A package to query Postgres databases in parallel
This class manages multiple database connections, handles the parallel access to it, and hides the complexity this entails. The execution of queries is distributed by running it for each connection in parallel. The result (as retrieved by fetchall() and fetchone()) is the union of the parallelized query results from each connection.
The use case we had in mind when we created this class was having sharded tables (distributed across n database instances) that we needed to query concurrently and merging the results.
See below for an architecture overview for possible inspiration.
The package is in principle database independent, as long as you expect a connection object to respond to (part of) these methods:
cursor cursor.execute cursor.fetchone cursor.fetchall cursor.mogrify cursor.commit cursor.close putconn
To use in its simplest form, do (example using psycopg2 and assuming that dsns is a list containing your databases’ connection strings)
n = 20 # maximum connections per pool pools = [psycopg2.ThreadedConnectionPool(1, n, dsn=d) for d in dsns] connections = [p.getconn() for p in pools] pdb = ParallelConnection(connections)
The pdb object works for the rest like a normal, single, database connection object, but it merges results return by each database.
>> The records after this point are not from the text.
PR #897, opened 2017-06-08
be more assertive about minThrottle

lamont-granquist:
Needed to handle fixed and temp throttle limits.

### DIFF
--- a/MechJeb2/MechJebModuleThrustController.cs
+++ b/MechJeb2/MechJebModuleThrustController.cs
@@ -311,8 +311,9 @@ namespace MuMech
            (i.e. there may be a more limiting temp limit) */
         private void setFixedLimit(float limit, LimitMode mode)
         {
-            if (throttleLimit > limit)
+            if (throttleLimit > limit) {
                 throttleLimit = limit;
+            }
             throttleFixedLimit = limit;
             limiter = mode;
         }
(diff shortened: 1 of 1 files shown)


lamont-granquist:
@Starwaster can you check this out and see if this fixes (or breaks) anything?

lamont-granquist:
i think i've got a replication case now and this does not fix it.

Starwaster:
So hold off?

lamont-granquist:
Okay, so I'm playing around with this, and it looks to me like this is working as design.

So what I mean by that is:

- manual throttle has authority -- if you set a minThrottle limit you can go under that by throttling down -- also any MJ autopilot-ey modules that set a lower throttle will be able to.

- if I set a max throttle of say 50% and a min throttle of 95% i'll effectively get a "max throttle 95%" setting.

- i haven't tested maxQ specifically (i've been flailing around in orbit with an AJ-10) but it should work the same way -- if you set min throttle to 95% then the max Q limit will be able to drop from 100% down to 95% at which point it should stop.

So @Starwaster you should test this.

I still don't see where this patch fixes bugs.  I'm still a bit confused.

Its also very obvious to me that "min throttle" does not mean MJ won't ever kill your engine due to feathering throttle for some other reason, its very definitely "keep limited throttle over..."  not "keep throttle over..."

lamont-granquist:
validated that max Q limiting seems to be working for me

Starwaster:
I never said anything about manual throttling; look at that screenshot again. I clearly don't have manual control and that should not be happening and it wasn't happening before.

lamont-granquist:
Yeah, I see, I did basically the same test on top of this patch and it looks fixed.  Set Q limit to something low and and the min throttle to 90% and it caps limiting at 90%.  If I set the Q limit to something  just under max Q i can see the Q limit kick on a split second before it drops low enough to kick in the min throttle cap which holds it at 90% again.

Starwaster:
I'll test when I can, I can't get to it right now.

Starwaster:
Looks good so far. I've run it through a few flights and orbital tests and
it seems to be behaving itself

PR #898, opened 2017-06-10
Fix launch negative inclination circularization bug

### LINKED ISSUE #857: #685 "Launch into plane of Target" (wrong inclination)
With a "launch into plane of target" the inclinaton was calculated *-1 by reaching apoapsis.
On Launch the inclination is calculated to 52.1°, thats ok. If the rocket reach the apoasis the inclination swaps to -52.1°!

lamont-granquist:
negative inclinations are always the expensive way to change
inclination, positive inclinations are always the cheap way, and
that is baked into the function we are calling.

closes #857

### DIFF
--- a/MechJeb2/MechJebModuleAscentAutopilot.cs
+++ b/MechJeb2/MechJebModuleAscentAutopilot.cs
@@ -79,7 +79,7 @@ namespace MuMech
         public double currentMaxAoA = 0;
 
         public double launchLatitude = 0 ;
-   
+
 
         public double tMinus
         {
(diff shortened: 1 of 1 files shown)


lamont-granquist:
@sarbian way trivial

sarbian:
Indeed :)

lamont-granquist:
@sarbian something to consider is that this circularize + change inclination maneuver is not necessarily going to happen anywhere near the AN/DN and could screw up target tracking and mess up the LAN.  it should probably be optional and likely disabled by default...   possibly clip it automatically if it adds more than 20-50% to the DV of the burn...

You can therefore use it like so:
c = pdb.cursor(cursor_factory=psycopg2.extras.RealDictCursor) c.execute("SELECT * FROM my_shrd_tbl WHERE shrd_column = 1543", parameters) results = c.fetchall() c.close
Results will fetch everything from all database. In case your query has a where in the sharded column (shrd_column) the results from all but one databases will be empty. This is fine, as the package handles it for you. When it gets more interesting is a query like
c = pdb.cursor(cursor_factory=psycopg2.extras.RealDictCursor) c.execute("SELECT * FROM my_shrd_tbl WHERE not_shrd_column = 543", parameters) results = c.fetchall() c.close
In this case the query does not have a WHERE on a sharded column, so the package will fetch results from each database and merge them. Why that may be of interest for you, will be shown below.
If you are executing a query on a non-sharded table you should use a normal connection object.
We found ourselves having long running queries that where aggregating records on a particular column (let’s call it shrd_column). To reduce the run-time we decided to split only the table(s) containing shrd_column between multiple databases, and have each database have a copy of all non-sharded tables.
Then each query grouping on shrd_column can be basically be executed independently in each databases. The results still need to be merged though, so that’s why we build this package (we call it package even if Niels insists on calling it “just a class”).
Q. Why don’t you use things as pg_shard?
A. Because pg_shard doesn’t handle JOIN on the distributed query, which we want to do. Our package has the additional advantage that all the databases are completely unaware of each other. It all happens on the application layer and on the ingestion layer.
Q. What about if a machine goes down, etc.?
A. Just use two machines with a load balancer in front of them.
Q. What about INSERT?
A. Yeah, we don’t do that sort of things (it’s read-only application for explorative purposes). But feel to see if it works, and fix it plus submitting a PR if it doesn’t.
Q. What about how to shard the data? This package does nothing, Niels is right!
A. We trust you are savvy enough to do that by yourself before ingestion. We could help you with that though, just drop us a line.
Q. I want to know more!
A. That’s technically not a question, but you can begin by watching Niels present the project at PyData Paris 2015. It’s on Youtube.